**What to work on:** I need the number of lines in the following entries that hold the word "should", and no other text.

**Supplied records:**
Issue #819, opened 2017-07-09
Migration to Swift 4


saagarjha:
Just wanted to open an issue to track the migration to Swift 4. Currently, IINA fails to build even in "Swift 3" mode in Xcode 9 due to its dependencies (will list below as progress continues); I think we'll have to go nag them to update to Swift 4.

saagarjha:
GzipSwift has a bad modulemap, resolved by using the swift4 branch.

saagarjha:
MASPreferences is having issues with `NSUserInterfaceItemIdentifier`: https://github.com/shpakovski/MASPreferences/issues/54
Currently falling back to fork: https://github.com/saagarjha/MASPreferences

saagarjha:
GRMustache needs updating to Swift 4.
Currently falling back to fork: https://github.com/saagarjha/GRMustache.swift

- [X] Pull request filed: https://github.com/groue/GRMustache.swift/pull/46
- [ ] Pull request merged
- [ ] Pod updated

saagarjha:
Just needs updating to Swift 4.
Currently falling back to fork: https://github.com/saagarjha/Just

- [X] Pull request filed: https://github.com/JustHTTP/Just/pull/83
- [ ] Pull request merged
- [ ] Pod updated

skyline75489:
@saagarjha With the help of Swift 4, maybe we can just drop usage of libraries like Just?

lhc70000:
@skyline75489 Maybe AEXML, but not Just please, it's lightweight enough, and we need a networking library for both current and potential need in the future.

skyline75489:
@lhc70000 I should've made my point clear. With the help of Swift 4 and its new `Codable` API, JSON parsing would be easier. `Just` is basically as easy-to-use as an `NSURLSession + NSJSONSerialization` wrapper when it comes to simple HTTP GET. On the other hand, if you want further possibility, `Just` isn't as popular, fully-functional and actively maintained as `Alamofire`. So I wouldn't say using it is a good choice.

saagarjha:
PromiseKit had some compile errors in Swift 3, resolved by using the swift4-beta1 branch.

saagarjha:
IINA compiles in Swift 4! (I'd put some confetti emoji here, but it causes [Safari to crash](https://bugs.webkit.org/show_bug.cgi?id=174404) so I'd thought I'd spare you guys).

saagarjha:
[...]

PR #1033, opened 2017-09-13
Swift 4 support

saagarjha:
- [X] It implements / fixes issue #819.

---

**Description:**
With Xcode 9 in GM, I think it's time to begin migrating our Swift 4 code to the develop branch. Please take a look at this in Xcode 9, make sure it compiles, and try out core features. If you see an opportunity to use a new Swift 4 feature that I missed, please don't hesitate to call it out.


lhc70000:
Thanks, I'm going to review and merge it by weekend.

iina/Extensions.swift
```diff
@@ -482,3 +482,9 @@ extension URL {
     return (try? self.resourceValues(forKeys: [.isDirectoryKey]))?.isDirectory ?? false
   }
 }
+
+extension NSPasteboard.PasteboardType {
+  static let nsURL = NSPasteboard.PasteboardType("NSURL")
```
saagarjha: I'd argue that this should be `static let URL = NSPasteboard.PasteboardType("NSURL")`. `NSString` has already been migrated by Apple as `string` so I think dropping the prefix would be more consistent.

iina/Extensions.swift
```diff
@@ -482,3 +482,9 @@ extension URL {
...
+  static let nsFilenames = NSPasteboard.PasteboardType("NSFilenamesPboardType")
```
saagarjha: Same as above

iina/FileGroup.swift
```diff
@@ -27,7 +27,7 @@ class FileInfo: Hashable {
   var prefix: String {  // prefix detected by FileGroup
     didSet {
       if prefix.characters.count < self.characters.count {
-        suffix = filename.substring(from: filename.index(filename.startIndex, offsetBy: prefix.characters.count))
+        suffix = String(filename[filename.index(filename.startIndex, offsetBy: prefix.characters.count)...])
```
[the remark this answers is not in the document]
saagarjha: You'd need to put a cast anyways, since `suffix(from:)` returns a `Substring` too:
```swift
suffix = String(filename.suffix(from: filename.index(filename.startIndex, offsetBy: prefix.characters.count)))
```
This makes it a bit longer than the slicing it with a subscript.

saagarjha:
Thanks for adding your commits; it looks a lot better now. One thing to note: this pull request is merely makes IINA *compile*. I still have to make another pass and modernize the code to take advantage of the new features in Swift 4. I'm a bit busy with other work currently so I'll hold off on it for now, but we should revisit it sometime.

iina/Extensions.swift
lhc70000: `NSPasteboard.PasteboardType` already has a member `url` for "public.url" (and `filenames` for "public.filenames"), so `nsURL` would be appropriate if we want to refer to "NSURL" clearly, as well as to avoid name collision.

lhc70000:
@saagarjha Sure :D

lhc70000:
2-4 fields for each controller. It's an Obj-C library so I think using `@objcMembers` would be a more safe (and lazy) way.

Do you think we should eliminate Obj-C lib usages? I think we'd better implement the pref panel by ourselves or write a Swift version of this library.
* * *
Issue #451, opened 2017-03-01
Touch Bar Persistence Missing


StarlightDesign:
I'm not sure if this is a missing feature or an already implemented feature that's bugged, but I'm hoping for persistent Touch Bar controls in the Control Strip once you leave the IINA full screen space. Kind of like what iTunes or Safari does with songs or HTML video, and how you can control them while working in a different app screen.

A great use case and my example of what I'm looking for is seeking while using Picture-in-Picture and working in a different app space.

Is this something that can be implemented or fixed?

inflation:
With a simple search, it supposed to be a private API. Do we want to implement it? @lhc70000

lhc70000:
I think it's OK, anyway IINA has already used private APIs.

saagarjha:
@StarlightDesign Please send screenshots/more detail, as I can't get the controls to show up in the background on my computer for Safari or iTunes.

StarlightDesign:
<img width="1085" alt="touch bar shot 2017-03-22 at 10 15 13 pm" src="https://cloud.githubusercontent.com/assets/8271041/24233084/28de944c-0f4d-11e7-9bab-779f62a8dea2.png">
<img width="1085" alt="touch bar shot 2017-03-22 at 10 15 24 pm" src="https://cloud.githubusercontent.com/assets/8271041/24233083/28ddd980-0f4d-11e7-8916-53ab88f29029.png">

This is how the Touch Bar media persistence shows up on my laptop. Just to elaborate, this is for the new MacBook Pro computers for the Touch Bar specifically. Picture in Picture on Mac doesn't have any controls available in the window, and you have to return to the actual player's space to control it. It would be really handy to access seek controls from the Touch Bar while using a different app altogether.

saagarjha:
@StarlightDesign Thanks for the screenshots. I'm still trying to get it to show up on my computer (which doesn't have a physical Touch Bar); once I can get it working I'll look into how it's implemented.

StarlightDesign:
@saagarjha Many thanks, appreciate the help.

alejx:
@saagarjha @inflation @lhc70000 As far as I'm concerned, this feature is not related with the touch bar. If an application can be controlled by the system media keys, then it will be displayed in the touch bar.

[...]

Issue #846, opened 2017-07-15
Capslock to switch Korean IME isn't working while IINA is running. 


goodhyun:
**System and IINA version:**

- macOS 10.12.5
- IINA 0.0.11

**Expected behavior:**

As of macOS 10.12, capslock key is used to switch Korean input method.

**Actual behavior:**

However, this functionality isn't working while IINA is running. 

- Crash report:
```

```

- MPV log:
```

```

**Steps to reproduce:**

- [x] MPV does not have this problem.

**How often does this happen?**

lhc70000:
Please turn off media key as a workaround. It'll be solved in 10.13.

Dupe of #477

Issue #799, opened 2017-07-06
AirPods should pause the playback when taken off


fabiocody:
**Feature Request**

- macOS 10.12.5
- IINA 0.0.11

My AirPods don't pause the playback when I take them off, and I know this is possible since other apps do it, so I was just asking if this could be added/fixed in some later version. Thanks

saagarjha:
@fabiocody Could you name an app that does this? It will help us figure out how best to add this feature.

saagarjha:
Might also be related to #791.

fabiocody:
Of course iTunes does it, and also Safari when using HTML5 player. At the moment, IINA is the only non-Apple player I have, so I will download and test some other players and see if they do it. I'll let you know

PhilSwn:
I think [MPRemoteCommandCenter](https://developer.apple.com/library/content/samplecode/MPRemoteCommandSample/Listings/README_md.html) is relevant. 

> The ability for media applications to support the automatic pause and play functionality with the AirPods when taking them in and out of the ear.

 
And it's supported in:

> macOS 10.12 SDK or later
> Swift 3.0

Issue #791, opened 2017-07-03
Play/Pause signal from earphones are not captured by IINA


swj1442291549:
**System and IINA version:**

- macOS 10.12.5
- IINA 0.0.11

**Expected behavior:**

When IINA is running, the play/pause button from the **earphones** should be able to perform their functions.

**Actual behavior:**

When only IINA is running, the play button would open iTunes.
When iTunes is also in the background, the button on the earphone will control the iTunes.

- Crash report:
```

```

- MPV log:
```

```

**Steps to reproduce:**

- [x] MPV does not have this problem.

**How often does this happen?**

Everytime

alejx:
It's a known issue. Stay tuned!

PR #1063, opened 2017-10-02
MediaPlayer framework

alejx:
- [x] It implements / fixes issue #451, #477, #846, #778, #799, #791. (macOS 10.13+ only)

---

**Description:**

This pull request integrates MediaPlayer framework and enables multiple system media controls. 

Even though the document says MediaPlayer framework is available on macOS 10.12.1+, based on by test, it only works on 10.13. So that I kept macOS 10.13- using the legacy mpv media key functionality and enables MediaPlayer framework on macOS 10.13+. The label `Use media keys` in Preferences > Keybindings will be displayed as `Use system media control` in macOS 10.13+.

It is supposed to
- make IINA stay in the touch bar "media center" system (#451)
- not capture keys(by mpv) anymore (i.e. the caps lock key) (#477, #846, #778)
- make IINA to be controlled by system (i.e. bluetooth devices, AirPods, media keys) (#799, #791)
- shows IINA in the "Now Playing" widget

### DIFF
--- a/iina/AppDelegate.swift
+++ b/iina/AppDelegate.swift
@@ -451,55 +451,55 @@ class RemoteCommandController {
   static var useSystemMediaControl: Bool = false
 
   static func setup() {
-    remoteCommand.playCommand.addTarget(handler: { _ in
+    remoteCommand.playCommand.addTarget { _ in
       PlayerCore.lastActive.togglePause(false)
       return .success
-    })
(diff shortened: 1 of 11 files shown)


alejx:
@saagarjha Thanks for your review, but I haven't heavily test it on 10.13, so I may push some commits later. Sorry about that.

**Completed task:** 6